Monday, November 18, 2024

Review: Arthur Erickson: Between the Lines


Erickson was considered one of the best architects in Canada

This afternoon watched a fantastic biographical film called Arthur Erickson: Beauty Between the Lines produced by Black Rhino Creative which is based in Vancouver. The film debuted a few weeks ago at a local architecture festival and was sold out for all three dates.

I was hoping to have a chance to see it and Viff is showing it now.

The Museum of Anthropology at UBC
Arthur Erickson was a well known Vancouver-born architect, and he designed a number of key buildings in the city, from Simon Fraser University, to the Museum of Anthropology, the Law Courts with Robson Square, and MacMillan Bloedel Building, renamed Arthur Erickson Place three years ago.

His designs were also in Toronto like Roy Thomson Hall, the Government of Canada pavilion at Expo '70 on Osaka, Japan, and the Museum of Glass in Tacoma, Washington State.

The film brings Erickson to life from a lot of television interviews together with his niece and nephews (two of whom are architects), and former colleagues and staff that give a more rounded picture of him.

It turns out Erickson was able to compartmentalise his life, as he hid that he was gay for a long time, and knew being gay was bad for business at the time; however he had a partner he loved very much who sadly died of Aids in the 1990s.

Campus of Simon Fraser University
When Erickson was young he was a talented artist, but in World War II he was in the army, where he learned Japanese in a bid to avoid combat. After the war he was keen on joining the diplomatic corps, but then a friend showed him a picture of Frank Lloyd Wright's architecture and Erickson was amazed and wanted to learn how to create buildings in nature.

Erickson studied architecture at the University of British Columbia and in McGill in Montreal where he became friends with the future Prime Minister Pierre Trudeau. 

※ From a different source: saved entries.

Issue #1898, opened 2020-07-09
Click-dragging in between multiple-selected elements should not deselect


dwelle:
Click-dragging in between elements, but still within the common bounding box, should drag the whole group, not deselect. This is the standard behavior (Figma, Affinity,...).

Desired behavior:

![excal_group_drag](https://user-images.githubusercontent.com/5153846/87017368-2bc65d00-c1d0-11ea-8da2-f044eabfadd4.gif)

In fact, this concerns even single-element bounding boxes, such as dragging a diamond or custom shape by its bounding box (outside the shape).

Figma:

![excal_group_drag_triangle](https://user-images.githubusercontent.com/5153846/87017781-b73fee00-c1d0-11ea-9faa-26b10cc6ed15.gif)

Jnforja:
Hi!
I'd like to work on this issue, has it been taken yet?

@dwelle

dwelle:
Go ahead. Make sure the hitbox aligns with the bounding box only after the element(s) are already selected.

Jnforja:
> Go ahead. Make sure the hitbox aligns with the bounding box only after the element(s) are already selected.

Ok! Thanks for calling my attention to that.

Jnforja:
After looking at the code, I concluded that it might be better to do this with multiple PRs, so they're easier to review and easier to merge.

If I'm not mistaken, to fix the "single-element bounding box bug", I'll have to change `getElementAtPosition()` at file comparisons.ts. Since `getElementAtPosition()` isn't covered by tests, I'd like to write some to avoid introducing regressions. So I'd do a PR to add the tests, and another to fix this bug.

Regarding the bug "click-dragging in between elements", I'm still not 100% sure how to solve it without introducing some strange edge-cases. But I think I'll have a better idea after fixing the "single-element bounding box bug".

In summary, I'd do the following:
1. PR to add automated tests for  `getElementAtPosition()`.
2. PR to fix single-element bounding box bug
3. Come up with an approach to fix the "click-dragging in between elements" bug.

@dwelle is this ok with you?

dwelle:
Sounds good.

Jnforja:
I think we can close this issue :)

dwelle:
Indeed!

PR #1975, opened 2020-07-28
Add unit tests as preparation for bug fix of issue #1898

Jnforja:
This PR adds unit tests to function `getElementAtPosition()` with the intent of preventing regression bugs while fixing [bug described on issue #1898](https://github.com/excalidraw/excalidraw/issues/1898). Hopefully, these unit tests will also work as a safety net for refactoring `getElementAtPosition()`.

I wanted to point out that the test file ended up being rather long because I had to copy some objects from Roughjs into the file. This was necessary because `getElementAtPosition()` has an indirect dependency towards a `WeakMap< ExcalidrawElement, Drawable | Drawable[] | null>` on file `src/renderer/renderElement.ts` and that map is not populated when `getElementAtPosition()` is executed in isolation. So I ended up mocking the access to the map and have it return what would have been returned if the map was populated. If the map isn't populated, elements of type arrow, line, and draw never get detected. 

In the future, I think it would be worthwhile breaking the dependency explained in the last paragraph and also give a general refactor to the collision detection algorithm. If you think that's appropriate, I can give it a shot after fixing the bugs I'm working on.

### DIFF
--- a/src/scene/comparisons.test.ts
+++ b/src/scene/comparisons.test.ts
@@ -1,0 +1,2395 @@
+import { getElementAtPosition } from "./comparisons";
+import { NonDeletedExcalidrawElement } from "../element/types";
+import { AppState } from "../types";
+import * as RenderElement from "../renderer/renderElement";
+import { Drawable } from "roughjs/bin/core";
+import { Random } from "roughjs/bin/math";
+
+jest.mock("../renderer/renderElement");
+
+/*
+Refactors that come to mind:
+-Change appState to selectedElementIds
+-Group zoom with appState as zoom relates to app state
+-group {x,y} as point coordinate
+
+
+Notes: Zoom in appState seems to always be equal to zoom given as a parameter.
+
+Missing:
+Takes rotation into account
+takes line trashold into acount
+Linear elements
+  line and draw closed and open
+  arrow
+*/
+
+/*
+const ellipse = makeEllipse({
+        x: 0,
+        y: 0,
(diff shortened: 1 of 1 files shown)


xixixao:
Question: What do these tests cover that an "e2e" (integration/UI/ whatever we want to call it) tests could not?

Jnforja:
Hi @xixixao,

I think you might be aware of this, but to avoid misunderstandings, this PR is now irrelevant since all of its code is contained on PR #2008 

> Question: What do these tests cover that an "e2e" (integration/UI/ whatever we want to call it) tests could not?

Most likely nothing as with enough effort an e2e test can probably cover anything a unit test can :) I ended up going with testing against `getElementAtPosition()` and not doing an e2e test like those on `regressionTests.test.tsx` mainly because of the following reasons:
1. This repo is constantly being updated. With an e2e test, I'd be covering more behavior than what I was interested in for fixing the bug. This meant that the likelihood of my e2e tests breaking when I pulled from master due to changes that are not related to the code area that I was working on was higher than with unit tests.
2. I wasn't familiar with the code that I had to change. So to understand things like what fields it used from the parameters it received, its dependencies, how it behaved, etc. I opted for unit tests since e2e wouldn't give me that feedback. The feedback gives me more confidence that I wouldn't be breaking things.

dwelle:
Let's close this then and move the test discussion over to https://github.com/excalidraw/excalidraw/pull/2008

PR #1983, opened 2020-07-30
scope css under  name space excalidraw

ad1992:


public/index.html
```diff
@@ -87,7 +87,19 @@
...
+        --ui-font: system-ui, BlinkMacSystemFont, -apple-system, Segoe UI,
+          Roboto, Helvetica, Arial, sans-serif;
+        font-family: var(--ui-font);
+        color: var(--text-color-primary);
+        -webkit-text-size-adjust: 100%;
+        user-select: none;
+        width: 100vw;
+        height: 100vh;
+      }
+    </style>
```
dwelle, line 102: Shouldn't this be in the embed compo as well?

(either way, let's move it the existing `<style>` block below)

dwelle:
Todos

- [ ] tests are failing...
- [ ] regression: export preview in dark mode shouldn't be in dark mode
- [ ] Wrapping media queries separately isn't necessary (SCSS takes care of it)

Notes

- Tomorrow I'll take a look at the contextmenu/modal/dialog if we can avoid the wrapping

public/index.html
ad1992: no this is for excalidraw web app. The host app doesn't need it we shouldn't style body of host as well so everything for the host app will be styled under namespace excalidraw

ad1992:
> Todos
> 
> * [ ]  tests are failing...
> * [ ]  regression: export preview in dark mode shouldn't be in dark mode
> * [ ]  Wrapping media queries separately isn't necessary (SCSS takes care of it)
> 
> Notes
> 
> * Tomorrow I'll take a look at the contextmenu/modal/dialog if we can avoid the wrapping

The tests are failing due to changes in root element so if the changes look fine for modal/contextmenu, i can update the specs then

public/index.html
dwelle: true

dwelle:
One regression (I think -- this PR should be pretty up to date to master):

production:

image

this PR:

image

ad1992:
> One regression (I think -- this PR should be pretty up to date to master):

Afterwards Erickson taught at UBC and began designing houses. He later met Geoffrey Massey and the pair went on to win the commission to build the SFU campus which was innovative at the time. They looked to the Acropolis for inspiration, how higher learning was found on the top of a mountain. They also created quadrants so that students and academics of different disciplines would interact with each other. 

One of the complaints was that in winter it was so dreary on campus that a professor once complained to Erickson about it. He replied that since the building elicited emotion, then the architect had done his job.

Roy Thomson Hall in Toronto
He was already very understanding of Indigenous culture, and the Museum of Anthropology demonstrates this, with the museum and totem poles facing the sea and how natural light affects how visitors see things in the space. 

From there they got a number of commissions inside and outside of Canada, but Massey was getting annoyed with Erickson's frivolous spending habits to please his partner, Venezuelan Francisco Kripacz, who designed furniture, went bankrupt and then Erickson took him in as an interior designer. 

Kripacz added flair to Erickson's designs, which made them a good team, but he had extravagant taste and influenced the architect to spend a lot of money. One time a party in their Los Angeles office cost $50,000 -- just for flowers.

Financial problems caused Erickson and Massey to break up their practice, and later on Erickson broke up with Kripacz. Erickson had another boyfriend, but then a mysterious disease called Aids was killing gay men, and his boyfriend died, as well as Kripacz's.

The two reunited, but Kripacz was infected as well. This was also around the time that Erickson declared bankruptcy in 1992, unable to pay all his bills. It was devastating because it meant he was unable to keep his license as an architect and would have to literally start all over again taking courses -- Erickson of all people who had taught architecture!

He refused, so he gave up his license, but was pretty much broke. In the 1990s Erickson phoned around, asking doctors for any kind of experimental drug that would help his partner; Erickson found some uncashed traveler's cheques and went to give them to Kripacz, but discovered he had committed suicide.

Kripacz was Erickson's longtime partner
His niece and nephews said Erickson could not get over this, and towards the end of his life began developing dementia. He would sit in his office with a magazine and forget about appointments and things he had to do. In the end his relatives had to put him in a home, where he did not last long, and died in 2009 at the age of 84.

I learned a lot about Erickson's life and career, as well as his approach to the various projects he worked on. Vancouver is so lucky to have many of his buildings, pockets of his vision around the city. It also helped that governments were willing to invest in big infrastructure projects like the provincial law courts and Robson Square to create public spaces for people.

Arthur Erickson: Between the Lines was a lovely tribute to him and showed that even when facing adversity, he did it with style. Even when he was announcing his bankruptcy he never let on his disappointment or frustration; he just carried on, dressed in his sharp suits.